Task prompt: One number is the expected answer: the count of lines in the material below containing the word "your".

*** Opening Provided entries ***

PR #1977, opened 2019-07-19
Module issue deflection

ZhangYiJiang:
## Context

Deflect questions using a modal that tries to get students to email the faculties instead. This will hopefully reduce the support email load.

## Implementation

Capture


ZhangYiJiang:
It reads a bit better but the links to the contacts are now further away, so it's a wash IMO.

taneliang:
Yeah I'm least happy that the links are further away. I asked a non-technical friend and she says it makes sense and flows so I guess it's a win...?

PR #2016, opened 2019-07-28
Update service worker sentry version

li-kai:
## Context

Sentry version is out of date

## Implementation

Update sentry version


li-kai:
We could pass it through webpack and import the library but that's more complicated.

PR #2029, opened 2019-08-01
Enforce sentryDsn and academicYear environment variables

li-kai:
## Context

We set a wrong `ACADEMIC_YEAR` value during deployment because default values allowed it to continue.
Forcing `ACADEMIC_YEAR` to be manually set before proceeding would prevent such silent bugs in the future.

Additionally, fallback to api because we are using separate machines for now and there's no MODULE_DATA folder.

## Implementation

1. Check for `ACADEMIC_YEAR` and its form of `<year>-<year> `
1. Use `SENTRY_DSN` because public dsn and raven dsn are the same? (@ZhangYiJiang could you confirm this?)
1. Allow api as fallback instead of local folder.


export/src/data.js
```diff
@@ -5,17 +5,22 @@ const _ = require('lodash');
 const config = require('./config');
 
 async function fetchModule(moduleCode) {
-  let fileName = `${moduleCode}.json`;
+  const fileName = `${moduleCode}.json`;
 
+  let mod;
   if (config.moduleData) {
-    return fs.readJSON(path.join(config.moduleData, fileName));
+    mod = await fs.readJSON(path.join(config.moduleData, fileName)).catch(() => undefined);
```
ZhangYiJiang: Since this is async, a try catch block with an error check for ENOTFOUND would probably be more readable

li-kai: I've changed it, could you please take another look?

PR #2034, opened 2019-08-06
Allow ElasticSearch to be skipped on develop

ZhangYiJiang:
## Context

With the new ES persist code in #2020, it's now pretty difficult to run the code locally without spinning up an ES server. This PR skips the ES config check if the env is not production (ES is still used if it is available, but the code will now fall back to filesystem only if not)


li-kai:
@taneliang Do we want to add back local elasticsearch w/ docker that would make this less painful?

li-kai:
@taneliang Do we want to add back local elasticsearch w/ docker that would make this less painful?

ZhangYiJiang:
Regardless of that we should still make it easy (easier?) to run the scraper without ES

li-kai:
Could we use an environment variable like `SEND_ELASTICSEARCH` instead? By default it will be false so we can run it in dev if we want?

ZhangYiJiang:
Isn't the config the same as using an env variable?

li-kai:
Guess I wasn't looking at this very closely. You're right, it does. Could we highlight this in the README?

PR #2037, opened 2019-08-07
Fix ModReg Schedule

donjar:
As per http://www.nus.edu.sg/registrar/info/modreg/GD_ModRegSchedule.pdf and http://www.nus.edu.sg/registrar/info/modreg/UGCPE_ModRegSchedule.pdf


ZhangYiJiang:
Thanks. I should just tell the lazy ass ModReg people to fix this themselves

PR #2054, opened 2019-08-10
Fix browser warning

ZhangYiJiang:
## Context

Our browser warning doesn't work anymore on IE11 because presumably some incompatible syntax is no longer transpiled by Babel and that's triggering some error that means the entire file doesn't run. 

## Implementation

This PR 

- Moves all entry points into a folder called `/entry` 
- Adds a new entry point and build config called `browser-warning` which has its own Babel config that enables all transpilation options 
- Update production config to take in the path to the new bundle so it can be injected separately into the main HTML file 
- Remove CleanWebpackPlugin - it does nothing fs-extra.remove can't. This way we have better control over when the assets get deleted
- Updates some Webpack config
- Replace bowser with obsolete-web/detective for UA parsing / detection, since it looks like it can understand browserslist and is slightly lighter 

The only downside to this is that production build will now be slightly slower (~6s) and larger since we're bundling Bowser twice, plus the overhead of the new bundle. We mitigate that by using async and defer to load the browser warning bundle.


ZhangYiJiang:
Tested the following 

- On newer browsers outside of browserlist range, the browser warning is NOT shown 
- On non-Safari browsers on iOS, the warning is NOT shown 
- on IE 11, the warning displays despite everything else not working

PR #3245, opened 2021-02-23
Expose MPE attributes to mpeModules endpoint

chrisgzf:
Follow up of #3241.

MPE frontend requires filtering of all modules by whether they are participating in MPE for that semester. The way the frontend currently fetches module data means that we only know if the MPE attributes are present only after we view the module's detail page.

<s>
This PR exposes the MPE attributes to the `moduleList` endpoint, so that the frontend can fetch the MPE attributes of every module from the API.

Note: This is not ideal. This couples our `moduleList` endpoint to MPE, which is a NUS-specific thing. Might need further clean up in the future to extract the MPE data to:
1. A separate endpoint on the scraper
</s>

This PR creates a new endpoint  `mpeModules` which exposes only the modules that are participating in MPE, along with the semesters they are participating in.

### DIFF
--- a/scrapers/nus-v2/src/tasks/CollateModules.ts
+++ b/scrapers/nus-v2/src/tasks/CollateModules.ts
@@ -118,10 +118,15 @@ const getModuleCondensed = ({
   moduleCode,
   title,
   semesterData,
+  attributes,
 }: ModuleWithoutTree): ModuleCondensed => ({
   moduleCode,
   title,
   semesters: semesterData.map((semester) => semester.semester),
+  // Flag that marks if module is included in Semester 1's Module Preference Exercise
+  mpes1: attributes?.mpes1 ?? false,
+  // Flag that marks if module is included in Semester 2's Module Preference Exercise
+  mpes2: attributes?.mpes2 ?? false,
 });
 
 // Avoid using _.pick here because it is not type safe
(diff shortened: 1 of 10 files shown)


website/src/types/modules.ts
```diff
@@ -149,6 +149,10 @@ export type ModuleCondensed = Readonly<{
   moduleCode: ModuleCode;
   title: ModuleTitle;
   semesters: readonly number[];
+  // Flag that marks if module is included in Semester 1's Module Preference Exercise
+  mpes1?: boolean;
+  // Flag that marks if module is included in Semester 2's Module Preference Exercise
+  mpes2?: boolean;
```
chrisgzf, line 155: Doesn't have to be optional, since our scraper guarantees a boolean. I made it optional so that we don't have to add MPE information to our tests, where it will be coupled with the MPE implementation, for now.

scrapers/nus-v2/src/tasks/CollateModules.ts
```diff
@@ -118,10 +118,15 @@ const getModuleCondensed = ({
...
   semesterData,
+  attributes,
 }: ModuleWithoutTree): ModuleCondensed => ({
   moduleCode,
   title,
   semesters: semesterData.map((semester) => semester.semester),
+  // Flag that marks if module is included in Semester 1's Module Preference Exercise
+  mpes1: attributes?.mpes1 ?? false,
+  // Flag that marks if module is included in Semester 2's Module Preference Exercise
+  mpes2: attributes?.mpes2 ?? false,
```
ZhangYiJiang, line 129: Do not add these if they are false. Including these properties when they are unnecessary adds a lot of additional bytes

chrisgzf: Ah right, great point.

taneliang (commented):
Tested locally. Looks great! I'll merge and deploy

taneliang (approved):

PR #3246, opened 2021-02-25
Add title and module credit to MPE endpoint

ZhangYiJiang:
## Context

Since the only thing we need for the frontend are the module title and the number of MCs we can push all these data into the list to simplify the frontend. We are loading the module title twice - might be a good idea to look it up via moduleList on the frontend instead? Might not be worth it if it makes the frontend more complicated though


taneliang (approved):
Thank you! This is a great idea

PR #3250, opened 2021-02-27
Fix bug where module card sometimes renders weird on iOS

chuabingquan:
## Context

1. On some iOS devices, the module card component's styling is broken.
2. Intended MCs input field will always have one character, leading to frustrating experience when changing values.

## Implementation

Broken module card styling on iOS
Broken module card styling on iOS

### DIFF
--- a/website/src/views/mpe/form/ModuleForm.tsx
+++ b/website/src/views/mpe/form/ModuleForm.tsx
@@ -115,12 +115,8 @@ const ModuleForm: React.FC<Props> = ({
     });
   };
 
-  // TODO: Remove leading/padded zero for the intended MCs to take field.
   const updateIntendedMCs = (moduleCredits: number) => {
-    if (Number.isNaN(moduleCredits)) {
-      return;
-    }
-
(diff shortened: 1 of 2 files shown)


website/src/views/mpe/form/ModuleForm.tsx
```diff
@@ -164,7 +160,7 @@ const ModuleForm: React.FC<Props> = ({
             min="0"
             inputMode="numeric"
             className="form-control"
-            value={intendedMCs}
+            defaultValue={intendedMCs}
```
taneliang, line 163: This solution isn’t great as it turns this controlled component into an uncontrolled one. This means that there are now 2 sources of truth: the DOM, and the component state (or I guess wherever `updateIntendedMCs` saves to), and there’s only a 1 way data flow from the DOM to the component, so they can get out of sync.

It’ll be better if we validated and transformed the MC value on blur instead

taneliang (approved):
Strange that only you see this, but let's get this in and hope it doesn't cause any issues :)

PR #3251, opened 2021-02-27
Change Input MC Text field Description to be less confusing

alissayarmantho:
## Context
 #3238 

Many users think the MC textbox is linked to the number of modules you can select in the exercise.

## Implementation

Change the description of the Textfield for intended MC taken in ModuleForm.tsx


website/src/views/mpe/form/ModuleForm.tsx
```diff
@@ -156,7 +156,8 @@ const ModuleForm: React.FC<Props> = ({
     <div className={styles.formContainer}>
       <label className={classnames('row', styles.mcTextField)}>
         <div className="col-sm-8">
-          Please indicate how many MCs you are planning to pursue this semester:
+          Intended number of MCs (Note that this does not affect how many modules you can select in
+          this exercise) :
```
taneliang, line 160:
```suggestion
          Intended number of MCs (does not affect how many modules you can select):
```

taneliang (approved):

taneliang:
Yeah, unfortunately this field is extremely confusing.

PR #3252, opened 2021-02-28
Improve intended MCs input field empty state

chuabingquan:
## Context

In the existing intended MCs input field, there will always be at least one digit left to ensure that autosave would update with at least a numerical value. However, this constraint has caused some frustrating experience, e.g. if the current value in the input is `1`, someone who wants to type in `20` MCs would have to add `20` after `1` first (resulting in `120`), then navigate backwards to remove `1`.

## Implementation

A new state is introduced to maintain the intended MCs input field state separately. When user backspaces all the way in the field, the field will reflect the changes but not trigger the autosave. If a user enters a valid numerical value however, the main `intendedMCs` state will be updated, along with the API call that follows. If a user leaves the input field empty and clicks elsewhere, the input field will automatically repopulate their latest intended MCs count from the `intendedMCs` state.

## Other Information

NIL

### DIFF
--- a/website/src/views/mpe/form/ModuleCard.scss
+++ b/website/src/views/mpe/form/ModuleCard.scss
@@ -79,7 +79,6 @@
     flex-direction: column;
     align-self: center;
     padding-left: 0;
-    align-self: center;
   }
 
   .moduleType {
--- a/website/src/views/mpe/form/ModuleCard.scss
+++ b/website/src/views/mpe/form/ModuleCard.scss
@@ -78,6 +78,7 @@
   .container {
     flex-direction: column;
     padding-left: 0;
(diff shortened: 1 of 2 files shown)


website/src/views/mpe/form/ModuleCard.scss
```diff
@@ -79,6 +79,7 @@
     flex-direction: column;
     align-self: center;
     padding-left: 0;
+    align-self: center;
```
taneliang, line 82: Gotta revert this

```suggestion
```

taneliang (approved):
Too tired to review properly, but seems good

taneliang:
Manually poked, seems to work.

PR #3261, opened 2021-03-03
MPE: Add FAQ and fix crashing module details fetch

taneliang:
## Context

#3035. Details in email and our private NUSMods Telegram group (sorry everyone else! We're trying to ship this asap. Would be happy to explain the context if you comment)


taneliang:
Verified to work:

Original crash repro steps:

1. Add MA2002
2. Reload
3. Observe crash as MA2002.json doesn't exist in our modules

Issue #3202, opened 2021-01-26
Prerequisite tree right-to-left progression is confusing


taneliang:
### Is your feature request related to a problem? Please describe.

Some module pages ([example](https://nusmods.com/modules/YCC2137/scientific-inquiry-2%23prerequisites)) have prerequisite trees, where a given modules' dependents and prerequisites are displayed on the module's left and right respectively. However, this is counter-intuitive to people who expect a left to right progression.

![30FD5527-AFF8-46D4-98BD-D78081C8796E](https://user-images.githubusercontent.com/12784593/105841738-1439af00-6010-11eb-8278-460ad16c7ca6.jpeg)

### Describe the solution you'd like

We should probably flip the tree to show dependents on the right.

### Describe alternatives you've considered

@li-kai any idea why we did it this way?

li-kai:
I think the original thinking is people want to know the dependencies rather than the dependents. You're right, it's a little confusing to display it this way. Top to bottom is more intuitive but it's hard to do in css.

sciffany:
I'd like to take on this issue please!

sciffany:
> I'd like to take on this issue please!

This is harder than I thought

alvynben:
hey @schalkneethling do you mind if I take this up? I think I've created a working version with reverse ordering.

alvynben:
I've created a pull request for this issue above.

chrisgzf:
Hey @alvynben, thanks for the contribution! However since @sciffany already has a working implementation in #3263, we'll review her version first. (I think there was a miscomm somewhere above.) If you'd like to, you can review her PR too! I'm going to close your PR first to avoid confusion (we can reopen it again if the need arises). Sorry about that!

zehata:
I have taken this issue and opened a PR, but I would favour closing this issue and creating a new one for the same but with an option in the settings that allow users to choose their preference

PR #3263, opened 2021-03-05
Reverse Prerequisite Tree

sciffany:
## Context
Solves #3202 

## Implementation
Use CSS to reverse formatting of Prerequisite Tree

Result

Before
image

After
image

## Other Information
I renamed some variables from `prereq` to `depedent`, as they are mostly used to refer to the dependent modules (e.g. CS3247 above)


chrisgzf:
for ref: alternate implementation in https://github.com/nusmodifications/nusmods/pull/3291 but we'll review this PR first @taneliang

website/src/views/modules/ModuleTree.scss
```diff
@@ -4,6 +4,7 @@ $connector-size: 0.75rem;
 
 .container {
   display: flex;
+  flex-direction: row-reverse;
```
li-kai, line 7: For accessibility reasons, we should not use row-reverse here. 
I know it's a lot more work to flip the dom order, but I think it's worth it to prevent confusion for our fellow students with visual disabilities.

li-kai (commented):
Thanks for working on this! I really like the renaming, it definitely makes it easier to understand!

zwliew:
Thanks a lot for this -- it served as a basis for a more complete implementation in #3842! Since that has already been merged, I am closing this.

*** Closing Provided entries ***

Finished exercise: 2